FREMONT — Apple wants to teach students how to code — regardless of their ability to see and hear.
Apple announced on Thursday it is partnering with the California School for the Blind and the California School for the Deaf, along with six other schools nationwide, to teach blind and deaf students how to code. Starting this fall, the schools will teach their students how to code using Swift, Apple’s customized coding language.
The announcement is the latest news about Apple’s growing investments in the education sector, centered on its push to educate millions of students how to code via Swift.
In March, Apple held an entire education-focused product event, during which it unveiled a new $299 iPad focused on students in a Chicago high school. Apple chose Chicago as its product venue — not Cupertino or San Jose as usual — after its public school district announced last December its 500,000 students will participate in Apple’s Everyone Can Code curriculum.
The students will learn how to code on Swift with iPads. For those with disabilities, Apple will provide accommodating technologies that enable them to learn to code.

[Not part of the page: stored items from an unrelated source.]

PR #125, opened 2015-06-16
Schedule fixes

shreyas-satish:
- The slot size has been set to 5 minutes in the 'edit' view and 15 minutes in the read-only view.
- The date range for the calendar now accommodates changes in a proposal space's dates.

### DIFF
--- a/funnel/views/schedule.py
+++ b/funnel/views/schedule.py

Blind and low-vision students will use VoiceOver, which allows the computer to give auditory descriptions of each onscreen element and allows users to interact using gestures, a keyboard, or a braille display.
Deaf and hard-of-hearing students will be able to use FaceTime to capture every gesture and facial expression, and the Type to Siri feature, which allows interaction with the voice assistant Siri via keyboard closed captions. The students will also get special Apple hearing aids to be able to hear better.